- Born: 1962 (age 63–64)
- Education: California Institute of Technology
- Engineering career
- Institutions: University of Colorado

= Zoya Popovic =

Serbian-American electrical engineer

Zorana B. (Zoya) Popović is a Yugoslav-American electrical engineer, a distinguished professor and Lockheed Martin Endowed Chair in RF Engineering in the Department of Electrical, Computer and Energy Engineering at the University of Colorado Boulder. Her research involves radio and microwave engineering, including wireless communication, millimeter wave scanners, radio frequency power transmission, and the use of rectennas to harvest radio-frequency energy.

==Education and career==
Popović was born in Belgrade in 1962, and earned an engineering diploma in 1985 at the University of Belgrade, Yugoslavia (now Serbia). She went to the California Institute of Technology for graduate study in electrical engineering, earning a master's degree in 1986 and completing a Ph.D. in 1990, under the supervision of David Rutledge.

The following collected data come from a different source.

PR #6800, opened 2026-08-31
fix(experiments): ping Slack when a scheduled results update fails

### LINKED ISSUE #5924: [Feature] Better error alerting on data source failures.
### Description of Feature

Better error alerting on data source failures.- it would be useful to have some kind of monitoring or alerting for failed queries in the future.

The customer was facing timeout errors on Trino and was not alerted of this

EmmS21:
## Summary
- Fixes #5924

Scheduled refresh failed and Slack never fired. I was passing `success: true`. That is the ticket. I fixed that.

`autoSnapshots` is what keeps running the Results update loop. When a scheduled Results update does not finish, this is set to `false` to stop the loop. I inferred that this is done to avoid running the same failing query again from code comments.

After that save, `notifyAutoUpdate` was called with `success: true` because the save worked, and Slack does not ping on `true`. I change that to `success: false` so Slack pings.

To replicate this, I started with local Postgres to trigger a timeout and noticed `success` remained set to `true`.

I then ran Trino (435 - running on an older machine) with the same client GrowthBook users. Trino’s time limit came back as Query exceeded maximum time limit of 2.00s. GrowthBook’s wait cutoff came back as execution error:query timed out. Both land in `e.message` on the query.

Greptile was watching Slack. Either it did not fire when Results failed, or it fired again for a fail I already warned about.

I kept treating a row I wrote as proof Slack already went out, or that Results already worked. Those writes can miss, land too early, or mean something else, so the next run guessed wrong.

So I stopped adding a note on the experiment. Slack already writes a fail Event when it pings. A working refresh already writes a successful snapshot. First fail Slacks. If that Event is there and there is no newer snapshot, I stay quiet. If a snapshot lands after the Event, the next fail Slacks again.

I also stopped treating an experiment edit as a new start, and I stopped writing a success Event. A bandit can finish the Results queries and still fail when it saves the bandit settings. I still Slack on that fail. I do not count this run’s snapshot as Results working. If I save the Event and never queue Slack, I delete the Event so the next fail does not look already pinged.

## Test plan
- [ ] Scheduled Results update fails (timeout or query error) → Slack: `Automatic snapshot creation for <experiment name> failed!` plus experiment link
- [ ] Slack does not include `e.message` / the warehouse timeout string
- [ ] `autoSnapshots` still turns off for a normal experiment so the failing query is not retried on a loop
- [ ] Overlapping refresh (lock) still does not turn `autoSnapshots` off and still does not Slack
- [ ] Same fail again, Results have not worked since → no second Slack
- [ ] Results work, then a later fail → Slack again
- [ ] Bandit: Results queries finish, bandit save fails → Slack. Retryable bandits stay on the schedule
- [ ] Experiments that never failed still do not Slack on a working refresh


EmmS21:
@greptileai

EmmS21:
@greptileai

EmmS21:
@greptile

EmmS21:
@greptile

EmmS21:
@greptile

EmmS21:
@greptile

EmmS21:
@greptile

EmmS21:
@greptile

EmmS21:
@greptile

EmmS21:
@greptile

EmmS21:
@greptile

EmmS21:
@greptile

EmmS21:
@greptile

EmmS21:
@greptile

EmmS21:
@greptile

EmmS21:
@greptile

EmmS21:
@alyssamichelle Please review. For added context

Greptile was watching Slack. Either it did not fire when Results failed, or it fired again for a fail we already warned about.

I kept treating a row I wrote as proof Slack already went out, or that Results already worked. Those writes can miss, land too early, or mean something else, so the next run guessed wrong.

I stopped adding a note on the experiment. Slack already writes a fail Event when it pings. A working refresh already writes a successful snapshot. First fail Slacks. If that Event is there and there is no newer snapshot, nothing happens. If a snapshot lands after the Event, the next fail Slacks again.

I stopped treating an experiment edit as a new start, and stopped writing a success Event. A bandit can finish the Results queries and still fail when it saves the bandit settings. I still Slack on that fail. I don’t count this run’s snapshot as Results working. If I save the Event and never queue Slack, we delete the Event so the next fail does not look already pinged.

alyssamichelle:
@EmmS21 I ran ponytail and thermonuclear on this. The Slack bug is real (`success: false` on fail, and stop tying that ping to the `autoSnapshots` save). The rest is extra.

Please drop:
- deleting the Event in `createEventWithPayload` if notify throws
- `getLatestAutoUpdateFailEvent` on EventModel
- optional `phase` on `getLatestSuccessfulSnapshot`
- `ignoreSnapshot` / hoisted `currentSnapshot`
- the leftover `success: true` no-op

`pastNotifications` can’t re-alert after Results recover, so don’t go back to that. If we keep the streak (first fail Slacks; quiet until a successful snapshot; then Slack again), do it with `startedAt` on the job plus `experiment.lastAutoUpdateFailNotifiedAt` written only after notify succeeds. Pass the current phase. Don’t change the shared Event or snapshot helpers.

She has been on the faculty of the University of Colorado Boulder since 1990. She became a full professor there in 1998, was given the Hudson Moore Jr. Professorship in 2006, was named as a distinguished professor in 2010, and was given the Lockheed Martin Endowed Chair in RF Engineering in 2017.

==Book==
With her father, Branko Popović, Popović is the coauthor of the textbook Introductory Electromagnetics (Prentice-Hall, 2000). She then published Active and Quasi-Optical Arrays for Solid-State Power Combining in 2008.

==Recognition==
Popović was named as an IEEE Fellow in 2002, "for contributions to the development of active antenna arrays and quasi-optical power combining techniques". She became a foreign member of the Serbian Academy of Sciences and Arts in 2006. She was elected in 2022 to the National Academy of Engineering, "for developing high-efficiency microwave transmitters and active antenna arrays for wireless communication systems and for engineering education".

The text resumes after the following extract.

PR #6805, opened 2026-09-01
Pricing phase 1: Pro tier limits

gazzdingo:
### Features and Changes

Builds the **Pro** tier on the same stamp + `pricing-phase-1-limits` flag system that shipped for Free in #6325.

The International Union of Radio Science (URSI) gave Popović their Young Scientist Award in 1993 and their Issac Koga Gold Medal in 1996, "for contributions to the field of active microwave circuits, in particular, the original demonstration of the planar grid oscillator, as well as continuing efforts with quasi optical amplifiers and active antennas". Popovic was the recipient of the 2000 Humboldt Research Award for Senior U.S. Scientists from the German Alexander von Humboldt Stiftung. She was the 2001 recipient of the Frederick Emmons Terman Award of the American Society for Engineering Education. The IEEE Microwave Theory and Technology Society gave Popović their Distinguished Educator Award in 2013, "for outstanding contributions as a teacher, mentor, and role model for students in the microwave profession", citing her many successful doctoral students and her textbook, among other accomplishments. She was also the recipient of the 2015 IEEE Rudolf E. Henning Distinguished Mentoring award.

Charles III University of Madrid gave her an honorary doctorate in 2022.